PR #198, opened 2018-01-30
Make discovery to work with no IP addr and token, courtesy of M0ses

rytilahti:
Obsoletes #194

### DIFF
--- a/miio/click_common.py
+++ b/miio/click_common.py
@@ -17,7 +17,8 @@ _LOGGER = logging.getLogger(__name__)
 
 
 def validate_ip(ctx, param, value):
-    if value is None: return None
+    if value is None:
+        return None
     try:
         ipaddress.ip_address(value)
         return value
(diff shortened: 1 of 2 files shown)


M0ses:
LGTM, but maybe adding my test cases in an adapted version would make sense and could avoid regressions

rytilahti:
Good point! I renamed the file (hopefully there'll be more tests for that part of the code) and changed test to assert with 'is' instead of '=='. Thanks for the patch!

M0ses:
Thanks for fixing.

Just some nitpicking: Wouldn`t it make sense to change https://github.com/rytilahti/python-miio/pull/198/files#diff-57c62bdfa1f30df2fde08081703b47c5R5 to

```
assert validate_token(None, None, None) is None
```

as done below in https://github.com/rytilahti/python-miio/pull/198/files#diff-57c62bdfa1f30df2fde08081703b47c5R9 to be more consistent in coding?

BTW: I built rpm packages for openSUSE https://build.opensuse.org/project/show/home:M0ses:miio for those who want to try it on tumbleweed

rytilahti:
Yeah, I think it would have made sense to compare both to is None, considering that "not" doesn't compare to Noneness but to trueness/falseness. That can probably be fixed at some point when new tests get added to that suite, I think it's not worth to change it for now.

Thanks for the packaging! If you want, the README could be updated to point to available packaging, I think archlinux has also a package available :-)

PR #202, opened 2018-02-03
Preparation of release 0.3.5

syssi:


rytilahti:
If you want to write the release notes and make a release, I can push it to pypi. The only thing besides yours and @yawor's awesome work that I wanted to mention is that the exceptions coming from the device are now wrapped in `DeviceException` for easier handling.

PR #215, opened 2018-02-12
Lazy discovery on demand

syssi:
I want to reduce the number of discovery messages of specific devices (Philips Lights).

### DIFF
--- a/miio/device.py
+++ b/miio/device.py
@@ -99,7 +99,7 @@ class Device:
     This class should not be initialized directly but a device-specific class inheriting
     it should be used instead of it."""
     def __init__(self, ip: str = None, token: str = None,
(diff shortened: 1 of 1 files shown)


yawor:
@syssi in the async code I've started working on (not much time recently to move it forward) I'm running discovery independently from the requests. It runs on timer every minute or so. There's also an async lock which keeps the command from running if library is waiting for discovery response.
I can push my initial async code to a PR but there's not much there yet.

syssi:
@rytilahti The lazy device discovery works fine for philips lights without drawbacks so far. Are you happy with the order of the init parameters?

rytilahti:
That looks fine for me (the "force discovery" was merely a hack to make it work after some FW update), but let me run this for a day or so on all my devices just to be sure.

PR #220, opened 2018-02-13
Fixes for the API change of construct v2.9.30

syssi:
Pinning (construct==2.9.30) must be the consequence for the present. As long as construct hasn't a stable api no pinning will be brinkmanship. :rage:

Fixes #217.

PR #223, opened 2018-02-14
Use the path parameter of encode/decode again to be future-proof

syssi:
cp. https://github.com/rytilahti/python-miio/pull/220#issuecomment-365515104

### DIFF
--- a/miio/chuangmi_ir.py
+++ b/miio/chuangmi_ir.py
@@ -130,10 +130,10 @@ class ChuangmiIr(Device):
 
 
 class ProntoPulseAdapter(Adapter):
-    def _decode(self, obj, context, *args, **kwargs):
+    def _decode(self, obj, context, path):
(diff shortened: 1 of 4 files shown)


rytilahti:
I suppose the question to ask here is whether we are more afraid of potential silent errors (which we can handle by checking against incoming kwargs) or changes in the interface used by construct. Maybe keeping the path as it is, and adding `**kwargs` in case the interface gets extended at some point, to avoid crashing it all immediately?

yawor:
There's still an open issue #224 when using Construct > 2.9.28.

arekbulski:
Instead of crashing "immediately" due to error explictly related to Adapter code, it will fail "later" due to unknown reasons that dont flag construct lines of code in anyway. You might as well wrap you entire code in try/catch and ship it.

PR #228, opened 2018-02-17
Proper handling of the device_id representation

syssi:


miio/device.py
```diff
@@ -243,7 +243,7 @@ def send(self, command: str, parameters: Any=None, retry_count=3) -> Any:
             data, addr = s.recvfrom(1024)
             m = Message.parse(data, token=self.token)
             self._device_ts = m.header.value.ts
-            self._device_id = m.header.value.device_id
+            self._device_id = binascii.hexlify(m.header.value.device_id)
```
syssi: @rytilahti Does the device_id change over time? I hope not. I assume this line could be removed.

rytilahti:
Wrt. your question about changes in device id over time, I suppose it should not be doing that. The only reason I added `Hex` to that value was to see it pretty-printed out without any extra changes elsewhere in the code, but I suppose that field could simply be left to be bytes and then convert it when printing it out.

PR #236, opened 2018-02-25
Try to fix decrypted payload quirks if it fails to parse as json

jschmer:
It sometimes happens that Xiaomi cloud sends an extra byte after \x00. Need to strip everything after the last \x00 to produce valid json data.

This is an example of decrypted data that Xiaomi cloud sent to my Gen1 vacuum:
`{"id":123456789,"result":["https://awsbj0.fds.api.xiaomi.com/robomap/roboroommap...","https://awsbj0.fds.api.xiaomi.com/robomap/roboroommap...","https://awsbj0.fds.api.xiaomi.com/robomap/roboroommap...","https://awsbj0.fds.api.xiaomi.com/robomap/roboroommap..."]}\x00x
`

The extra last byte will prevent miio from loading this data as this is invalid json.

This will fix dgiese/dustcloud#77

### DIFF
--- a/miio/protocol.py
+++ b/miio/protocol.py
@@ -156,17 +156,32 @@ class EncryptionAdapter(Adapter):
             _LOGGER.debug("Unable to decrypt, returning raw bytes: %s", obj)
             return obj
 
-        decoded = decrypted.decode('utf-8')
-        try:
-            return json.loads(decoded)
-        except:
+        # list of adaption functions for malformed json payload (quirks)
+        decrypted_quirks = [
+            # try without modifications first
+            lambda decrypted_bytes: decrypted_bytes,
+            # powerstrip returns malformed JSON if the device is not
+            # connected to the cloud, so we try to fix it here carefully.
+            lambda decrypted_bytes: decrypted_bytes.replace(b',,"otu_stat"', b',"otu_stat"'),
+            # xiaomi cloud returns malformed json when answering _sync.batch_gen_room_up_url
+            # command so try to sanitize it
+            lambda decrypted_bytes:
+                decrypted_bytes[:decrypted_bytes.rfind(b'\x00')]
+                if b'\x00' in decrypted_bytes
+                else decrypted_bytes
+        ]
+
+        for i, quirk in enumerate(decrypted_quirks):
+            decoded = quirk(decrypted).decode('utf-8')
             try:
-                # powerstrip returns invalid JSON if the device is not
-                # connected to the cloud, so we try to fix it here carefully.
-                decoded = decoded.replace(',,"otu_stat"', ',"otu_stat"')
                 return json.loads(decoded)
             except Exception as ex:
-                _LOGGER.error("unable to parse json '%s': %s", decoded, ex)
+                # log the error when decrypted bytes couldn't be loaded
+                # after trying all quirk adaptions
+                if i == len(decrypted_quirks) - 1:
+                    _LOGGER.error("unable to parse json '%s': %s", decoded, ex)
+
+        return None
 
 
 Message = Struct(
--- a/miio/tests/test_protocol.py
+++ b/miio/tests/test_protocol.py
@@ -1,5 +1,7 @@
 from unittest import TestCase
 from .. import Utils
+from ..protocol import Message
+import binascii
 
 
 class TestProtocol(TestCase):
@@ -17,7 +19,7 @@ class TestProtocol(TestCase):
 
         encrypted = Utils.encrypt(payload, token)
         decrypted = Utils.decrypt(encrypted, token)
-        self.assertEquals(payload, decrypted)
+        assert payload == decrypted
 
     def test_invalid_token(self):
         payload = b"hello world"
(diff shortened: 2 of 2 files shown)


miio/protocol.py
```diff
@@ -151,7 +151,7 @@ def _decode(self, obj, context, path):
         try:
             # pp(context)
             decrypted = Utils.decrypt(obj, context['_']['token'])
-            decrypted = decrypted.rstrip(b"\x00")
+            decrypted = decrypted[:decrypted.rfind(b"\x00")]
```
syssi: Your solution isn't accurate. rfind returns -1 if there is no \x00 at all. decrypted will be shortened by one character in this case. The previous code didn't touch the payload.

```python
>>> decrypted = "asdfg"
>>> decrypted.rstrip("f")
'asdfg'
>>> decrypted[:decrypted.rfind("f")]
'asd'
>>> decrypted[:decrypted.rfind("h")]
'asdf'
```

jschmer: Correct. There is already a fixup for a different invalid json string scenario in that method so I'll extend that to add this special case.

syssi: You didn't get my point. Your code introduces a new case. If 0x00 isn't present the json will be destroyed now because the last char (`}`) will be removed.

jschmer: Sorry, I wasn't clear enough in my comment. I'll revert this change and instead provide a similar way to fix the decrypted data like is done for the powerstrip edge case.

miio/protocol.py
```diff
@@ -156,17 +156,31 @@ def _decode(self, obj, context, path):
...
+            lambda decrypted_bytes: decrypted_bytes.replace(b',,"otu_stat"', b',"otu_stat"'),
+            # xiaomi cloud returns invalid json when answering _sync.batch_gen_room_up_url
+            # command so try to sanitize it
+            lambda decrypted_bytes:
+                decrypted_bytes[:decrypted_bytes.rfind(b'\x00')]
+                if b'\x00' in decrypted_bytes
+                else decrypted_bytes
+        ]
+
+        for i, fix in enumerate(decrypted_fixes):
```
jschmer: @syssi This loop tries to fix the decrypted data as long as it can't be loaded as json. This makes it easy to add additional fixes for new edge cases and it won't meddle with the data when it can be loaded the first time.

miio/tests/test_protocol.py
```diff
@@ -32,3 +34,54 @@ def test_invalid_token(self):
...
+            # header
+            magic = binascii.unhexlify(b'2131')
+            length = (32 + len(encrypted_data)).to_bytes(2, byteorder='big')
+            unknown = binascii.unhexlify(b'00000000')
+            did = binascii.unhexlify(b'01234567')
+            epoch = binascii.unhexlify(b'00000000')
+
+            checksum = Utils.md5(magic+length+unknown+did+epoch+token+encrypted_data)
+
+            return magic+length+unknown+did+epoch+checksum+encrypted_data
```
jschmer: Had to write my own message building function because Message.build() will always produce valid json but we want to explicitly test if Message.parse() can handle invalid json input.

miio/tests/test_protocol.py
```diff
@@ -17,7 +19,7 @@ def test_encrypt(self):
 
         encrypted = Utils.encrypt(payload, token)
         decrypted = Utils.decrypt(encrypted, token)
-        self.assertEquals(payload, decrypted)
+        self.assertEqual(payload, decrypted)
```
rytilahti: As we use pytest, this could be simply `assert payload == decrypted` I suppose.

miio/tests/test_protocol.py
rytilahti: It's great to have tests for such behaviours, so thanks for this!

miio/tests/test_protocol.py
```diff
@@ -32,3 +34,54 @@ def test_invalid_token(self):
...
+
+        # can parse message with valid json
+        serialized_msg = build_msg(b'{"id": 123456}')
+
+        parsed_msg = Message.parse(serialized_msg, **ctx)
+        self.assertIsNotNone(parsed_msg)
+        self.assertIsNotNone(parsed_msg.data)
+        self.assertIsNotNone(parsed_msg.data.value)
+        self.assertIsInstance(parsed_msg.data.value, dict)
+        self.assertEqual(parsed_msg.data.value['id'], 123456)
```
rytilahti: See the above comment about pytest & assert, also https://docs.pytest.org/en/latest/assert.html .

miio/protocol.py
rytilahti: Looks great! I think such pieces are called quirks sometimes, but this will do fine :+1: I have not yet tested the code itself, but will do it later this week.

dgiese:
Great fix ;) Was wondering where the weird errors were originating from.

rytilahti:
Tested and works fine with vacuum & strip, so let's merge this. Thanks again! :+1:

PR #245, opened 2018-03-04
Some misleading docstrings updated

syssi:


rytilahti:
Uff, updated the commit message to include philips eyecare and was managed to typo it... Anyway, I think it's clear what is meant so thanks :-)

——————————

#### [TASK BRIEF]
Write out word for word only the lines from the start of the entries down to the line with "Thanks for fixing.", please, including both ends.

#### [ANSWER AREA]
PR #198, opened 2018-01-30
Make discovery to work with no IP addr and token, courtesy of M0ses

rytilahti:
Obsoletes #194

### DIFF
--- a/miio/click_common.py
+++ b/miio/click_common.py
@@ -17,7 +17,8 @@ _LOGGER = logging.getLogger(__name__)
 
 
 def validate_ip(ctx, param, value):
-    if value is None: return None
+    if value is None:
+        return None
     try:
         ipaddress.ip_address(value)
         return value
(diff shortened: 1 of 2 files shown)


M0ses:
LGTM, but maybe adding my test cases in an adapted version would make sense and could avoid regressions

rytilahti:
Good point! I renamed the file (hopefully there'll be more tests for that part of the code) and changed test to assert with 'is' instead of '=='. Thanks for the patch!

M0ses:
Thanks for fixing.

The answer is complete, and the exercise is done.